Among the records below, find the lines containing "IllegalArgumentException" and state only how many there are.

===== Data records

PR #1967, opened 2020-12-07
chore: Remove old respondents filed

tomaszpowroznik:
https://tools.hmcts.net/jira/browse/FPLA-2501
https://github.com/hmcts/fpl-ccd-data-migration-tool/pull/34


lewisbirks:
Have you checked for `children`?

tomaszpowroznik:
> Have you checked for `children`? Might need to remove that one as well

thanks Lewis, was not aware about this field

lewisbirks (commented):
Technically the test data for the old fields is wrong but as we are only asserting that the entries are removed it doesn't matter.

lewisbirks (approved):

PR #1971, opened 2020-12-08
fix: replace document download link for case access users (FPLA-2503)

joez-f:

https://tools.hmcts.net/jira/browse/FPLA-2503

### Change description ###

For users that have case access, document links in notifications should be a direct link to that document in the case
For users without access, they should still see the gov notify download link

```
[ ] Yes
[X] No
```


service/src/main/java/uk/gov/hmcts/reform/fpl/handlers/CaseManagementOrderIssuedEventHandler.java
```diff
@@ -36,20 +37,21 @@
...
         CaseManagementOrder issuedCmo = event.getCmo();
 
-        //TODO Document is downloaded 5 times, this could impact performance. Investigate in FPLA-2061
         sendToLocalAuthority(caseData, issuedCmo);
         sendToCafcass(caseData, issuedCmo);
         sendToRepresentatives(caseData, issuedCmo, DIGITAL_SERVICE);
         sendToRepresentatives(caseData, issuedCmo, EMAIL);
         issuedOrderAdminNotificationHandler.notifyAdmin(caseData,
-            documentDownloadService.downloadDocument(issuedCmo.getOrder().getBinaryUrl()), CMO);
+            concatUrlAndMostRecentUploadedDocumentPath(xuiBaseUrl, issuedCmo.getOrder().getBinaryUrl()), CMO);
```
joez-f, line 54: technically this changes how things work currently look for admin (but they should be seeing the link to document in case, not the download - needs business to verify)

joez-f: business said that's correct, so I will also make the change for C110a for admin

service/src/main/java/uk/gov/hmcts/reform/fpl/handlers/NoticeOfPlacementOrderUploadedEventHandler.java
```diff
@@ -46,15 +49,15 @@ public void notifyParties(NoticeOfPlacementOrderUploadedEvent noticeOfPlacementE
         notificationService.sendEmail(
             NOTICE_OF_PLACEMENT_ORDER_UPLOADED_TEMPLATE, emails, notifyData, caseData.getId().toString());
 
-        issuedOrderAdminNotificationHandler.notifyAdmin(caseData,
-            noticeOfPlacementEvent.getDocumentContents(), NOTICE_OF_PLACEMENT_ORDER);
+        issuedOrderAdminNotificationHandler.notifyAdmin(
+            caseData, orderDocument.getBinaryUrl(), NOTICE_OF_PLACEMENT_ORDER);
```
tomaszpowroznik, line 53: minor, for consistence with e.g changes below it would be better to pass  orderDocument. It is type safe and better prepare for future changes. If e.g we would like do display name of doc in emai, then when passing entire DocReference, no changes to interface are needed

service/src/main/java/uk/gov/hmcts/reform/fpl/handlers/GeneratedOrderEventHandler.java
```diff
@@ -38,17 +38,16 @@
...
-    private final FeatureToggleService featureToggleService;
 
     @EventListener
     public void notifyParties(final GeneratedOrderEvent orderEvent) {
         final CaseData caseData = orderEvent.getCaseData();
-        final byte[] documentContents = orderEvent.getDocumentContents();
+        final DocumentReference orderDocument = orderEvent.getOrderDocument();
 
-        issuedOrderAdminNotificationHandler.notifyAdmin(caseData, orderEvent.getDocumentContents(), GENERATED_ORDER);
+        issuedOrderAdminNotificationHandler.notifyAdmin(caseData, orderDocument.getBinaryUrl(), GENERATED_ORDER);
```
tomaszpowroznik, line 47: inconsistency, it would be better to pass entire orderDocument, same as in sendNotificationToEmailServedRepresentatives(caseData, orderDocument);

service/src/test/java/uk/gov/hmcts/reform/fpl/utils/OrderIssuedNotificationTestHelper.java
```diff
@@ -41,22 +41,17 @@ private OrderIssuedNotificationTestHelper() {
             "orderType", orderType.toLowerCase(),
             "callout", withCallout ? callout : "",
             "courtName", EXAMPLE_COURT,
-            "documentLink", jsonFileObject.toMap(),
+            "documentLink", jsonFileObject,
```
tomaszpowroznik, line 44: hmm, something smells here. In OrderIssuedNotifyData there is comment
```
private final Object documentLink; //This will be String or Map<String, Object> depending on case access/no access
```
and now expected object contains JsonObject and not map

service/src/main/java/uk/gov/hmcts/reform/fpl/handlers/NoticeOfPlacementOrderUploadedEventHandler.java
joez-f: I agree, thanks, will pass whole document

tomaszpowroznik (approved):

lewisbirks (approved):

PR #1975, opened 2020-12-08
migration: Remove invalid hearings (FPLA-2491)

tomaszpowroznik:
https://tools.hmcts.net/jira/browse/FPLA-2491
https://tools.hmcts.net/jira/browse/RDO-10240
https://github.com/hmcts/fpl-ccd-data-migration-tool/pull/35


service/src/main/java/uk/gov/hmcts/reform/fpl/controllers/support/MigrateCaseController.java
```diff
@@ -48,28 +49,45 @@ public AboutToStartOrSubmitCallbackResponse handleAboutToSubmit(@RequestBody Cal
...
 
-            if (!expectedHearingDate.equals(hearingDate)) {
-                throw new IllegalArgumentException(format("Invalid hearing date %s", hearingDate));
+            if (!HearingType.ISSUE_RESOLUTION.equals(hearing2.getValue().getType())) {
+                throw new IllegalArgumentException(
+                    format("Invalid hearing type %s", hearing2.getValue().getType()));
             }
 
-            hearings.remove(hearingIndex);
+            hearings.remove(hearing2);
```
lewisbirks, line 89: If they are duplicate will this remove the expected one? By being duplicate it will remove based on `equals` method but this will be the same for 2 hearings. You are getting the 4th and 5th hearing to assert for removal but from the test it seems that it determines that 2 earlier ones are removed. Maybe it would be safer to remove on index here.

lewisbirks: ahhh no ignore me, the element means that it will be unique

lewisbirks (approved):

==========

* **Solved exercise**
2